Oakland Mayor Libby Schaaf and other city officials launched an ambitious three-year, $100 million street repaving effort called “The Great Pave” last Thursday that focuses on local neighborhood streets and historically underserved neighborhoods.
Speaking at a news conference Aug. 22 at the corner of Harold and Champion streets in the city’s Fruitvale district where city Department of Transportation workers were busy repaving streets, Schaaf said the project is long overdue because residents have suffered from poor road conditions for many years.
Schaaf said Harold Street, which is near the Fruitvale Avenue exit off of Interstate 580, “has been one of the worst streets” but said she will soon be proud to “present a smooth and safe Harold Street.”
The mayor said the street-paving project, which aims to repave 100 miles of city streets, “is unprecedented in modern history” in Oakland because it won’t just be fixing potholes, but instead will replace streets so that no potholes remain.
“This a great day for Oakland infrastructure,” Schaaf said.
Schaaf said the funding for the street-paving project comes from Measure KK, which was passed by Oakland voters in 2016 and provides $350 million in bond funding over a 10-year period to repair and enhance the city’s roads.
In May, the Oakland City Council adopted a plan the city’s Department of Transportation developed to put Measure KK funds to work.
Schaaf, an Oakland native, said, “Over the 10 years of the KK bond we should have decent roads in Oakland for the first time in my lifetime.”
Joining Schaaf at the news conference, Department of Transportation Director Ryan Russo admitted that currently “the city’s streets are really in an embarrassing condition.”
But Russo said, “This is a really exciting day” because the streets should be in much better shape when the project is completed.

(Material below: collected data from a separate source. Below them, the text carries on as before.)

PR #178, opened 2020-05-26

ashiranka:


MinStack.java
```diff
@@ -0,0 +1,43 @@
+// Time Complexity : O(n)
```
chiragshahi, line 1: This defeats the purpose of the question. you cannot search thru the stack for the minimum element

chiragshahi:
Good job with hash map 

PR #2354, opened 2025-05-09
Design - 1 PR

rutujakaushikecan:


.idea/MinStack.java
```diff
@@ -0,0 +1,42 @@
+/*
+Intuition : as this is requires min element - using PriorityQueue (min heap)
```
ishika2741, line 2: Can you try doing it without using Priority queue , that would be optimal here and also mention complexity for individual functions separately in design problems

.idea/MyHashSet.java
```diff
@@ -0,0 +1,32 @@
+/*
+Intuition : as this is limited number  (10 ^ 6), we can use boolean arrays
```
ishika2741, line 2: This is not the optimal solution. You created an array of 1M buckets which is wastage of space.

ishika2741 (commented):
Please try to submit optimal solutions for both the problems.

ishika2741:
Please try to submit optimal solutions for both the problems.

rutujakaushikecan:
@ishika2741 I updated optimal solutions, please review

PR #2441, opened 2025-06-18
Completed Design-1

rk-peddibhotla:


super30admin:
Strengths:
- The solution correctly implements all required operations with the expected time complexity.
- The use of two stacks to track the minimum values is a valid approach.

Areas for Improvement:
- The pop operation could be optimized by only updating the min when the popped element is the current min. This would reduce unnecessary updates to the min variable.
- The edge case handling in getMin could be more robust. Currently, it prints a message and returns -1, but it might be better to throw an exception or return a more meaningful value.
- The main method is included for testing, which is good, but it could be moved to a separate test class for better separation of concerns.

PR #650, opened 2015-11-01
c: add signature field to C preprocessor macros

masatake:


vhda:
Nice work @masatake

Russo said the plan to spend $100 million over three years reflects a tripling of his department’s paving budget because prior to the passage of Measure KK, funding for paving work was insufficient even to maintain the poor overall condition of Oakland streets.

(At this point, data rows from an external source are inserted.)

PR #678, opened 2015-11-15
docs: update the list of supported languages

masatake:
(Use the output of --list-languages directly.)


masatake:
Thank you. Quite comfortable about this work flow.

Russo also emphasized that restoring local streets is a major focus of the plan, as $75 million of the $100 million in spending will go to smaller, local, neighborhood streets that were largely neglected under the previous policy due to insufficient funding.
Russo said a key feature of the repaving project is that it is equity-focused because much of the work will be done in neighborhoods that historically have been underserved and neglected.
He said those communities were identified by including people of color, low-income households, people with disabilities, households with a severe rent burden, people with limited English proficiency and youths and seniors.